Washington (AFP)

U.S. Scientists Develop Sticky Wallcovering That Reuses Ingredients Used In Making Conditioners To Capture Airborne Droplets, And Hope It Can Help Fight Covid-19 or Others airborne diseases, they said on Wednesday.

The substance can be applied to surfaces such as plexiglass partitions to capture droplets projected when someone speaks or breathes, and prevent them from remaining in the air.

"Droplets collide with interior surfaces all the time," said Jiaxing Huang, professor at Northwestern University and lead author of an article on the subject published Wednesday in the journal Chem.

“Right now, plexiglass partitions are deflection devices; they deflect droplets.
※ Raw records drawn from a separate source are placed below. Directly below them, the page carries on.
PR #2706, opened 2023-02-27
Add `execution.require_manual_request_approval` to supported config API

adamsachs:
In initial config API implementation, I forgot about the "manual request approval" setting and that we should support that through the API, in order to allow the UI-based system config to turn this on by default, when a messaging provider is configured.

This PR adds in support for setting this property via the config API.

### Code Changes

* allow/support `execution.require_manual_request_approval` setting via config API
* update our code references to this property to use the `config_proxy` rather than the basic `CONFIG` object, so that API changes are picked up by the app during privacy request execution
* some small fixes/cleanup in related areas of config API

### DIFF
--- a/src/fides/api/ops/schemas/application_config.py
+++ b/src/fides/api/ops/schemas/application_config.py
@@ -41,6 +41,9 @@ class NotificationApplicationConfig(BaseSchema):
     send_request_review_notification: Optional[bool]
     notification_service_type: Optional[str]
 
+    class Config:
+        extra = Extra.forbid
+
     @validator("notification_service_type", pre=True)
     @classmethod
     def validate_notification_service_type(cls, value: str) -> Optional[str]:
--- a/src/fides/api/ops/schemas/application_config.py
+++ b/src/fides/api/ops/schemas/application_config.py
@@ -57,7 +57,8 @@ class NotificationApplicationConfig(BaseSchema):
 
 
 class ExecutionApplicationConfig(BaseSchema):
-    subject_identity_verification_required: bool
+    subject_identity_verification_required: Optional[bool]
+    require_manual_request_approval: Optional[bool]
 
     class Config:
         extra = Extra.forbid
--- a/src/fides/api/ops/api/v1/endpoints/privacy_request_endpoints.py
+++ b/src/fides/api/ops/api/v1/endpoints/privacy_request_endpoints.py
@@ -1676,7 +1676,7 @@ def create_privacy_request_func(
                     privacy_request_data.identity,
                     config_proxy.notifications.notification_service_type,
                 )
-            if not CONFIG.execution.require_manual_request_approval:
+            if not config_proxy.execution.require_manual_request_approval:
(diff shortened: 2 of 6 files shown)


src/fides/api/ops/schemas/application_config.py
```diff
@@ -57,7 +60,8 @@ def validate_notification_service_type(cls, value: str) -> Optional[str]:
 
 
 class ExecutionApplicationConfig(BaseSchema):
-    subject_identity_verification_required: bool
+    subject_identity_verification_required: Optional[bool]
+    require_manual_request_approval: Optional[bool]
```
sanders41, line 64: Instead of `Optional` could these have a default value (`False` I assume) so you don't later have to check for both `None` and either `True` or `False`?

```suggestion
    subject_identity_verification_required: bool = False
    require_manual_request_approval: bool = False
```

adamsachs: hmmm, well here a default value actually means something different than none/null. if the value is set here via API (even by default assignment), it's going to override what's been set via non-API config (i.e. env var or .toml), and i don't think that's the behavior we want. does that make sense?

sanders41: This is referring to the value in `src/fides/api/ops/schemas/application_config.py` and you want this to determine the default instead? If yes, this make sense.

```py
        subject_identity_verification_required: bool = Field(
        default=False,
        description="Whether privacy requests require user identity verification.",
    )
```

ThomasLaPiana: Both of those are correct @sanders41 

Config values must use `Field` (or it'll trigger a CI failure, after my PR is merged) and `Optional` fields are also no longer accepted (also a CI failure). This is due to the metadata here being used to generate valid `toml`

adamsachs: right - i think this all adds up fine, but i want to make sure we're all on the same page.

here my code is effectively an API schema/model - it's _not_ application config, even though it will eventually be used alongside/reconciled with the 'proper' application config. i want to keep this field as optional in the API schema, and i do _not_ want to default to a certain value, because the config proxy will take API-set properties over the corresponding config-set properties. if we were to default here in the API model, then it'd mean that default would _override_ the default set on the application config - and that's not desirable.

but i think this is perfectly in line with @ThomasLaPiana 's changes -- essentially the `subject_identity_verification_required` field in the 'proper' application config sets the default, and here in the API-level we don't provide any sort of default, we allow it to be null/None which essentially means - "nothing has been set for this property via API, instead rely on the config setting from the 'proper' application config".

sanders41: This makes sense to me. @ThomasLaPiana will this pass in your new CI changes?

sanders41: Looked into this closer and since it isn't part of the application config files it should be fine in CI.

sanders41 (approved):

PR #2714, opened 2023-02-27
[Backend] Add System Manager (Data Steward) Foundation

### LINKED ISSUE #2607: Add New System Manager Endpoints
❗ Blocked by https://github.com/ethyca/fides/issues/2606

This ticket would add the endpoints to let us link users to systems

- Endpoint that adds a user as a system manager
- View systems attached to a user
- View a single system attached to a user
- Remove a user from a system

### LINKED ISSUE #2609: Add Object-Based Permissions Foundation
❗ Blocked by https://github.com/ethyca/fides/issues/2606

This ticket would add a new way in which users can be granted permission to a specific resource due to their system affiliation. 

- Add Role-> Scopes mapping for data_steward
- Identify endpoints where data_steward permissions can be added
- Add modified verify_oauth_client Security dependences that check if the user has_role_based_scopes OR has_resource_based_scopes. The resource ids/keys also need to be parameters of these functions.

pattisdr:
❗ CONTAINS MIGRATION Bump downrev before merging

Closes #2609 
Closes #2607 

#### Database/modeling changes
- [x] Add a `SystemManager` many-to-many table to link users to systems
- [x] Add `client.systems` field which is a list of system ids for persisting this information when the user is logged in
- [x] Add model methods `FidesUser.add_as_system_manager` and `FidesUser.remove_as_system_`manager to add and remove users from the system <-> user many-to-many table and update the related client if applicable.

#### Authentication changes 
- [x] When creating tokens, persist a list of system ids to the token for which the user is manager.
- [x] Add new `verify_oauth_client_for_system_from_request_body` and `verify_oauth_client_for_system_from_fides_key` for authorizing tokens when updating and deleting systems.  In addition to the roles and scopes checks these endpoints already have, add the ability for the user to update or delete if they are system manager of that particular system.
- [x] Split system update and system delete endpoints off from the crud endpoints defined in a loop due to the new authorization.
- [x] Split recently-added scopes: `CLI_OBJECTS_CREATE`, `CLI_OBJECTS_DELETE`, `CLI_OBJECTS_READ` and `CLI_OBJECTS_UPDATE`  into more granular scopes per object per endpoint so we can create roles with very specific scopes on the ctl-side.
- [x] On login, update the client with the latest scopes/roles/systems if one already exists.. It is possible they've been updated but the change hasn't persisted to the client.

#### Data migration
- [x] For users that have  `CLI_OBJECTS_CREATE`, `CLI_OBJECTS_DELETE`, `CLI_OBJECTS_READ` and `CLI_OBJECTS_UPDATE` in their pre-existing `fidesuserpermission.scopes` and `client.scopes` columns, add the new corresponding granular scopes to this list, as we're changing which scopes go on these endpoints.

### Steps to Confirm
* [x] Set CONFIG.security.env to `prod` so authentication is live on the ctl endpoints
* [x] run `nox -s "fides_env(dev)"`
* [x] Login as the root user and create a new user with minimal scopes with username "test"
* [x] Bring up a python shell and remove the user's scopes, give them a viewer role, and make them a system manager of a pre-existing system
```python
from fides.lib.db.base import FidesUser
from fides.api.ctl.sql_models import System
from fides.lib.db.session import get_db_session
from fides.core.config import CONFIG
SessionLocal = get_db_session(CONFIG)
db = SessionLocal()

u = db.query(FidesUser).filter(FidesUser.username=='test').first()
s = db.query(System).first()

u.set_as_system_manager(db, s)
u.permissions.scopes = []
u.permissions.roles = ["viewer"]
db.add(u)
db.commit()
```

- [x] Verify we have one system and no scopes and viewer role
```bash
>>> u.permissions.roles
["viewer"]
>>> u.permissions.scopes
[]
>>> u.system_ids
['ctl_2a29bf06-7aba-47d5-8402-3c8a4f3d122e']
```
- [x] Login as "test"
- [x] Note that you can edit the system to which you're assigned, but not the other system.  
- [x] Note you can delete the system to which you're assigned but the the other system.
- [x] You should still have broader "get" scopes because of your Viewer role.

### Pre-Merge Checklist

* Documentation:
* [ ] Update `CHANGELOG.md`

### Description Of Changes

Add the ability for users to be System Managers.  This is our first example of **object-level** permissions instead of model-level permissions. Rather than being granted permissions to all resources of this type, System Managers are granted a limited set of permissions (now: system update and system delete) to only the specific systems to which they are assigned.

This is not a "role" - it's a separate additional optional way in which users can be granted permissions.  The extra auth checks need to be intentionally added to each system-related endpoint where we want system managers to have access.


tests/ctl/core/test_api.py
```diff
@@ -60,19 +71,44 @@ def test_generate_resource_urls_with_id(test_config: FidesConfig) -> None:
...
+        token_scopes: List[str] = [PRIVACY_REQUEST_CREATE]
+        auth_header = generate_auth_header(scopes=token_scopes)
+        result = _api.create(
+            url=test_config.cli.server_url,
+            resource_type=endpoint,
+            json_resource=manifest.json(exclude_none=True),
+            headers=auth_header,
+        )
+        assert result.status_code == 403
+
```
pattisdr, line 111: No tests broke when I split out the cli-objects:* scopes into individual scopes, so for each crud endpoint I'm adding a test that fails if it has the wrong scope, and a test that passes with just the singular correct scope.

src/fides/lib/oauth/system_manager.py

If a surface could actually trap droplets, then every droplet removed from indoor air would be a successful removal of a potential source of transmission."

Covid-19 is transmitted primarily by air, including droplets and aerosols emitted when an infected person speaks, sneezes or breathes.

The main way to remove them from the air is to open the windows and use devices with high air filtration, which capture fine particles and renew the air at a high rate.

To enhance protection, Jiaxing Huang and colleagues came up with the idea of ​​using PAAm-DDA, a polymer commonly used in hair products and other cosmetics to retain moisture, as the main ingredient in their coating.

They applied the substance using a brush to various surfaces and performed tests to compare coated and uncoated surfaces.

One plexiglass partition coated with the product captured almost all of the micro-droplets in the air, and 80% of the large droplets, compared to one that was uncoated.

The coating did not visibly soil after use and, according to the scientists, did not require more frequent cleaning.

Once saturated, the substance should be washed off with water, and then reapplied.

Since it can be applied to various surfaces including concrete, metal or fabrics, Huang considers that it could be used on walls or curtains.

Before its use is authorized, further research is needed to confirm the usefulness of the coating.

“The current pandemic could end before this concept is implemented,” Huang said.